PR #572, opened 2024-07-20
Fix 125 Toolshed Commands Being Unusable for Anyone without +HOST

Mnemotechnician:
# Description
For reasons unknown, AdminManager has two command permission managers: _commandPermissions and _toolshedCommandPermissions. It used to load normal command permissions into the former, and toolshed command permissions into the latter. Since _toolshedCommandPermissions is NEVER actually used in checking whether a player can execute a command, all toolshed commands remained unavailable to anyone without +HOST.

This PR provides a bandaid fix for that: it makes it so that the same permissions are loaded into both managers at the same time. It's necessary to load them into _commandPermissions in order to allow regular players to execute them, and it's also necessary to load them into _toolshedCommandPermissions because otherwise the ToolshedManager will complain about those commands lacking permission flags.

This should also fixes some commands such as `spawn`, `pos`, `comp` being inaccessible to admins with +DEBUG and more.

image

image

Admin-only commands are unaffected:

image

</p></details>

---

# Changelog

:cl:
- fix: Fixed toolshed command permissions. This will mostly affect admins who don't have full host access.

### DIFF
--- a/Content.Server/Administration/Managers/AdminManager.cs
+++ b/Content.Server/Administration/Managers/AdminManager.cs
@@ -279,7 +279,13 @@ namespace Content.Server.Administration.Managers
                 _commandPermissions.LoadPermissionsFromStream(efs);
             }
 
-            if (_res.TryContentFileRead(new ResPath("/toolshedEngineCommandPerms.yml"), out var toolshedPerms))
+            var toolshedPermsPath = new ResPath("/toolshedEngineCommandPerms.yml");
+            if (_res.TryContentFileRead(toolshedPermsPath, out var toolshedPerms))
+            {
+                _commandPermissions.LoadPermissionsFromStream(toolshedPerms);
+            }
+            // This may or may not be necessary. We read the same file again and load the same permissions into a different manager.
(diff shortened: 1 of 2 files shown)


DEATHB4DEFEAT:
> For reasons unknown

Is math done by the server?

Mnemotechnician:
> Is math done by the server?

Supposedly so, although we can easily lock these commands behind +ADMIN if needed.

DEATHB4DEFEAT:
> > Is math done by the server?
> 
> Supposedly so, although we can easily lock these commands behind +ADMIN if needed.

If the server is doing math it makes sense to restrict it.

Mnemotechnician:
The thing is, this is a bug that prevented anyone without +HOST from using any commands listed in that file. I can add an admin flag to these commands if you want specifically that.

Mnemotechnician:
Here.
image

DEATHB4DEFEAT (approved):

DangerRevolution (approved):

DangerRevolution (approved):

----

*Work to be completed*: Pull every line holding "done" out of the records.

*Output of the exercise*:
Is math done by the server?
> Is math done by the server?
> > Is math done by the server?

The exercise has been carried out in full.